WHAT IS NEEDED: Would you set down the complete data below, exactly as shown?

EXERCISE INPUT:
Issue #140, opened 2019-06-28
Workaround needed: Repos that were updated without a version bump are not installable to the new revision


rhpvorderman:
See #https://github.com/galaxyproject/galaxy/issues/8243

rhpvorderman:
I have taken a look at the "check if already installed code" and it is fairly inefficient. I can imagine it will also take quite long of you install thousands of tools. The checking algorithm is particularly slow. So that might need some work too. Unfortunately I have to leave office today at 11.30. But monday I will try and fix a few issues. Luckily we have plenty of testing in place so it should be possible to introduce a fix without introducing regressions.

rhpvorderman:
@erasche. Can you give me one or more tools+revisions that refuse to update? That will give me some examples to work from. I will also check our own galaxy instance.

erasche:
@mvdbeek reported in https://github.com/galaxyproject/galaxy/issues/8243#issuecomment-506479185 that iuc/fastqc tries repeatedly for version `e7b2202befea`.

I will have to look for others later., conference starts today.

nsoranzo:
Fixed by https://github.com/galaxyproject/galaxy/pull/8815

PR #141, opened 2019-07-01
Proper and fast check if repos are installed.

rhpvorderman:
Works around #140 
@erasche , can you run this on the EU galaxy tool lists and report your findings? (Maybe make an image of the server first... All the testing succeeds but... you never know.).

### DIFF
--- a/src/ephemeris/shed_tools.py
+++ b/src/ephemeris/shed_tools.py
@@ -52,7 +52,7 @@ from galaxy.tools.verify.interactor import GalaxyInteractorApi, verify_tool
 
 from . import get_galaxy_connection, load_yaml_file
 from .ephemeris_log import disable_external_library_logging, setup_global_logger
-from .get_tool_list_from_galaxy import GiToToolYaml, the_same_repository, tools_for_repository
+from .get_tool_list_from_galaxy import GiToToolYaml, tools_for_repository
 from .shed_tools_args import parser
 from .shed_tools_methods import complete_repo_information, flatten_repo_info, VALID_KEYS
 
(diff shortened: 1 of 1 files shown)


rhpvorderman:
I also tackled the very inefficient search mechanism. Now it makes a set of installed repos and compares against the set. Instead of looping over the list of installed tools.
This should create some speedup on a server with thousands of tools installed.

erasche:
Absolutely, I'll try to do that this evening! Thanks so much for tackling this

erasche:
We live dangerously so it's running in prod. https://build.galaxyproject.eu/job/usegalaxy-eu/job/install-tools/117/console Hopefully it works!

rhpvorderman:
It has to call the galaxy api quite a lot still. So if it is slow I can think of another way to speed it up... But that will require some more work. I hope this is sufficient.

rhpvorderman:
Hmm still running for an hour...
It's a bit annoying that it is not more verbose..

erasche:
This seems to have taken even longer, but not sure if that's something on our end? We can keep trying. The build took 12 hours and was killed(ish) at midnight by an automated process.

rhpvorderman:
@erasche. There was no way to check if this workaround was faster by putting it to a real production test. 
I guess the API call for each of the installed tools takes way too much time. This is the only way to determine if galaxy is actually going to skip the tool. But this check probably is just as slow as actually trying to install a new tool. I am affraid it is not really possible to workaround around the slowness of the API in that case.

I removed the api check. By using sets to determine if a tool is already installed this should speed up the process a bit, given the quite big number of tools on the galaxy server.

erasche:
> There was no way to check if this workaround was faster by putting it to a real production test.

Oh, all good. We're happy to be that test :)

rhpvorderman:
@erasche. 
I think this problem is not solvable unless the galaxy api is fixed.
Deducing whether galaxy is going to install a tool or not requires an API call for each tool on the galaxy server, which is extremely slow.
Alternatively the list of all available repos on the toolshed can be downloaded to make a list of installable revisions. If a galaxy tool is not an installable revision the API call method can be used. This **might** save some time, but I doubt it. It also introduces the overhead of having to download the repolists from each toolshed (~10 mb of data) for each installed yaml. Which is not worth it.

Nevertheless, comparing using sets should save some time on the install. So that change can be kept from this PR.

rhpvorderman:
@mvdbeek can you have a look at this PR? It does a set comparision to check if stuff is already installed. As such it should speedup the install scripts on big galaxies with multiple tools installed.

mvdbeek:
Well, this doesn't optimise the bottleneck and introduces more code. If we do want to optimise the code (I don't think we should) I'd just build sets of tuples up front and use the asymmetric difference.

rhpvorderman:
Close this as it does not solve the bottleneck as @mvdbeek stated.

EXPECTED ANSWER:
Issue #140, opened 2019-06-28
Workaround needed: Repos that were updated without a version bump are not installable to the new revision


rhpvorderman:
See #https://github.com/galaxyproject/galaxy/issues/8243

rhpvorderman:
I have taken a look at the "check if already installed code" and it is fairly inefficient. I can imagine it will also take quite long of you install thousands of tools. The checking algorithm is particularly slow. So that might need some work too. Unfortunately I have to leave office today at 11.30. But monday I will try and fix a few issues. Luckily we have plenty of testing in place so it should be possible to introduce a fix without introducing regressions.

rhpvorderman:
@erasche. Can you give me one or more tools+revisions that refuse to update? That will give me some examples to work from. I will also check our own galaxy instance.

erasche:
@mvdbeek reported in https://github.com/galaxyproject/galaxy/issues/8243#issuecomment-506479185 that iuc/fastqc tries repeatedly for version `e7b2202befea`.

I will have to look for others later., conference starts today.

nsoranzo:
Fixed by https://github.com/galaxyproject/galaxy/pull/8815

PR #141, opened 2019-07-01
Proper and fast check if repos are installed.

rhpvorderman:
Works around #140 
@erasche , can you run this on the EU galaxy tool lists and report your findings? (Maybe make an image of the server first... All the testing succeeds but... you never know.).

### DIFF
--- a/src/ephemeris/shed_tools.py
+++ b/src/ephemeris/shed_tools.py
@@ -52,7 +52,7 @@ from galaxy.tools.verify.interactor import GalaxyInteractorApi, verify_tool
 
 from . import get_galaxy_connection, load_yaml_file
 from .ephemeris_log import disable_external_library_logging, setup_global_logger
-from .get_tool_list_from_galaxy import GiToToolYaml, the_same_repository, tools_for_repository
+from .get_tool_list_from_galaxy import GiToToolYaml, tools_for_repository
 from .shed_tools_args import parser
 from .shed_tools_methods import complete_repo_information, flatten_repo_info, VALID_KEYS
 
(diff shortened: 1 of 1 files shown)


rhpvorderman:
I also tackled the very inefficient search mechanism. Now it makes a set of installed repos and compares against the set. Instead of looping over the list of installed tools.
This should create some speedup on a server with thousands of tools installed.

erasche:
Absolutely, I'll try to do that this evening! Thanks so much for tackling this

erasche:
We live dangerously so it's running in prod. https://build.galaxyproject.eu/job/usegalaxy-eu/job/install-tools/117/console Hopefully it works!

rhpvorderman:
It has to call the galaxy api quite a lot still. So if it is slow I can think of another way to speed it up... But that will require some more work. I hope this is sufficient.

rhpvorderman:
Hmm still running for an hour...
It's a bit annoying that it is not more verbose..

erasche:
This seems to have taken even longer, but not sure if that's something on our end? We can keep trying. The build took 12 hours and was killed(ish) at midnight by an automated process.

rhpvorderman:
@erasche. There was no way to check if this workaround was faster by putting it to a real production test. 
I guess the API call for each of the installed tools takes way too much time. This is the only way to determine if galaxy is actually going to skip the tool. But this check probably is just as slow as actually trying to install a new tool. I am affraid it is not really possible to workaround around the slowness of the API in that case.

I removed the api check. By using sets to determine if a tool is already installed this should speed up the process a bit, given the quite big number of tools on the galaxy server.

erasche:
> There was no way to check if this workaround was faster by putting it to a real production test.

Oh, all good. We're happy to be that test :)

rhpvorderman:
@erasche. 
I think this problem is not solvable unless the galaxy api is fixed.
Deducing whether galaxy is going to install a tool or not requires an API call for each tool on the galaxy server, which is extremely slow.
Alternatively the list of all available repos on the toolshed can be downloaded to make a list of installable revisions. If a galaxy tool is not an installable revision the API call method can be used. This **might** save some time, but I doubt it. It also introduces the overhead of having to download the repolists from each toolshed (~10 mb of data) for each installed yaml. Which is not worth it.

Nevertheless, comparing using sets should save some time on the install. So that change can be kept from this PR.

rhpvorderman:
@mvdbeek can you have a look at this PR? It does a set comparision to check if stuff is already installed. As such it should speedup the install scripts on big galaxies with multiple tools installed.

mvdbeek:
Well, this doesn't optimise the bottleneck and introduces more code. If we do want to optimise the code (I don't think we should) I'd just build sets of tuples up front and use the asymmetric difference.

rhpvorderman:
Close this as it does not solve the bottleneck as @mvdbeek stated.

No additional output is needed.